Using an atmospheric pressure plasma jet array is an effective way for expanding the treatment area of a single jet, and generating arrays with well downstream uniformity is of great interest for its applications. In this paper, a plasma jet array in helium is generated in a linear-field jet array with a ring-ring electrode structure excited by alternating current. The characteristics and downstream uniformity of the array and their dependence on the applied voltage and gas flow rate are investigated through optical, electrical, and Schlieren diagnostics. The results are compared with those of our reported work of a cross-field jet array with a needle-ring electrode structure. The results show that the linear-field jet array can generate relatively large-scale plasma with better uniformity and longer plumes than the cross-field case.
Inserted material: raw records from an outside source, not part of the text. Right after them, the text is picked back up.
PR #5113, opened 2022-08-12
mattermost: add support for icon_emoji Parameter

anx-ag:
* Additionally support icon_emoji parameter
* No default values for icon_url and icon_emoji (they're optional anyways)

##### ISSUE TYPE

- Bugfix Pull Request
- Docs Pull Request
- Feature Pull Request
- New Module Pull Request

##### ADDITIONAL INFORMATION

```paste below

```


plugins/modules/notification/mattermost.py
```diff
@@ -61,7 +61,10 @@
     type: str
     description:
       - Url for the message sender's icon.
-    default: https://www.ansible.com/favicon.ico
+  icon_emoji:
+    type: str
+    description:
+      - Emoji name for the message sender's icon (without the colons).
```
felixfontein, line 67:
```suggestion
      - Emoji name for the message sender's icon (without the colons).
    version_added: 5.5.0
```

plugins/modules/notification/mattermost.py
```diff
@@ -127,7 +139,8 @@ def main():
             text=dict(type='str'),
             channel=dict(type='str', default=None),
             username=dict(type='str', default='Ansible'),
-            icon_url=dict(type='str', default='https://www.ansible.com/favicon.ico'),
+            icon_url=dict(type='str', default=None),
+            icon_emoji=dict(type='str', default=None),
```
felixfontein, line 143: `default=None` is the default.
```suggestion
            icon_url=dict(type='str'),
            icon_emoji=dict(type='str'),
```

plugins/modules/notification/mattermost.py
```diff
@@ -144,7 +157,7 @@ def main():
 
     # define payload
     payload = {}
```
felixfontein, line 159: The code somehow **must** use `https://www.ansible.com/favicon.ico` for the `icon_url` if nothing is specified. Otherwise this is a backwards-compatibility breaking change and cannot be merged.

plugins/modules/notification/mattermost.py
```diff
@@ -61,7 +61,10 @@
     type: str
     description:
       - Url for the message sender's icon.
```
felixfontein, line 63:
```suggestion
      - URL for the message sender's icon.
      - The default is C(https://www.ansible.com/favicon.ico) if neither I(icon_url) or I(icon_emoji) is specified.
```

felixfontein (commented):

plugins/modules/notification/mattermost.py
anx-ag: https://docs.mattermost.com/developer/webhooks-incoming.html

> When using the icon_emoji parameter, the user profile image is replaced by the emoji provided. This will also 
> override the icon_url parameter if both are provided.

We could just set the default for icon_url again and if icon_emoji is set, it will override any given URL (also the default value).
I still think that icon_url should not have a default value, because it's an optional parameter after all and if not specified, the icon the webhook creator specified for the webhook will be used and if there is none, the icon of the webhook creator will be used, so leaving this option out will not really break something, it will just make the webhook notifications look differently because the redhat icon is not there anymore.

If you consider this as a breaking change and still want me to default the icon_url to the previous domain, I'm happy to submit another patch doing just that.

plugins/modules/notification/mattermost.py
anx-ag: This one is directly related to whatever we decide on in https://github.com/ansible-collections/community.general/pull/5113#discussion_r945141510

anx-ag:
Changelog fragment has been added - please let me know if this is OK, is my first one...

plugins/modules/notification/mattermost.py
felixfontein: > it will just make the webhook notifications look differently because the redhat icon is not there anymore.

That is a breaking change: behavior will be different when the default is removed. I agree that having this default value probably wasn't the best idea, but that has been decided in the past and now we have it, and so we have to keep it to avoid breaking the assumptions of existing users of the module.

So the default has to stay, either as part of documentation and set in the code, or as an explicit default value handled by Ansible. Keeping it should be fine by what you wrote above though:

> https://docs.mattermost.com/developer/webhooks-incoming.html
> 
> > When using the icon_emoji parameter, the user profile image is replaced by the emoji provided. This will also
> > override the icon_url parameter if both are provided.

changelogs/fragments/5113-introduce-icon_emoji-parameter.yaml
```diff
@@ -0,0 +1,2 @@
+minor_changes:
+  - mattermost-notification-plugin - add option ``icon_emoji`` to allow specifying an already existing emoji as the profile picture for the webhook notification (https://github.com/ansible-collections/community.general/pull/5113).
```
felixfontein, line 2:
```suggestion
  - mattermost - add option ``icon_emoji`` to allow specifying an already existing emoji as the profile picture for the webhook notification (https://github.com/ansible-collections/community.general/pull/5113).
```

plugins/modules/notification/mattermost.py
anx-ag: Change incorporated in my latest commit.

plugins/modules/notification/mattermost.py
anx-ag: I've updated the documentation a bit and have also fixed other parts of it - let me know what you think. I'm not happy with the two examples for icon_url and icon_emoji, I'd like to combine that into one, but am not sure about the syntax to use for that so that it's clear to the user.

plugins/modules/notification/mattermost.py
```diff
@@ -55,13 +55,22 @@
...
+      - This is the sender of the message.
+      - System Console -> Integrations -> "Enable integrations to override usernames" needs to be set to C(true).
     default: Ansible
   icon_url:
     type: str
     description:
-      - Url for the message sender's icon.
-    default: https://www.ansible.com/favicon.ico
+      - URL for the message sender's icon.
+      - The default is C(https://www.ansible.com/favicon.ico).
```
felixfontein, line 65: I don't see any code that handles this default. If there is no such code (or `default` is restored), this is a breaking change.

plugins/modules/notification/mattermost.py
```diff
@@ -55,13 +55,22 @@
...
+      - System Console -> Integrations -> "Enable integrations to override profile picture icons" needs to be set to C(true).
+  icon_emoji:
+    type: str
+    description:
+      - Emoji name for the message sender's icon (without the colons).
+      - This option takes precedence over C(icon_url).
```
felixfontein, line 71:
```suggestion
      - This option takes precedence over I(icon_url).
```

felixfontein:
@anx-ag ping

needs_info

felixfontein:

The divergences observed in gas channels and the plasma plume trajectories are much less than those of the cross-field one. The deflection angle of lateral plumes is less than 6°, which is independent of the gas flow rate and applied voltage. The maximum downstream plumes of 23 mm can be obtained at 7 kV peak applied voltage and 4 l/min gas flow rate. The better uniformity of linear-field jet arrays is due to the effective suppression of hydrodynamic and electrical interactions among the jets in the arrays with a more uniform electric field distribution. The hydrodynamic interaction induced by the gas heating in the linear-field jet array is less than that of the cross-field one. The more uniform electric field distribution in the linear-field jet arrays can reduce the divergence of the propagation trajectories of the plasma plumes. It will generate less residual charge between the adjacent discharges and thus can reduce the accumulation effect of Coulomb force between the plasma plumes. The reported results can help design controllable and scalable plasma jet arrays with well uniformity for material surface and biomedical treatments.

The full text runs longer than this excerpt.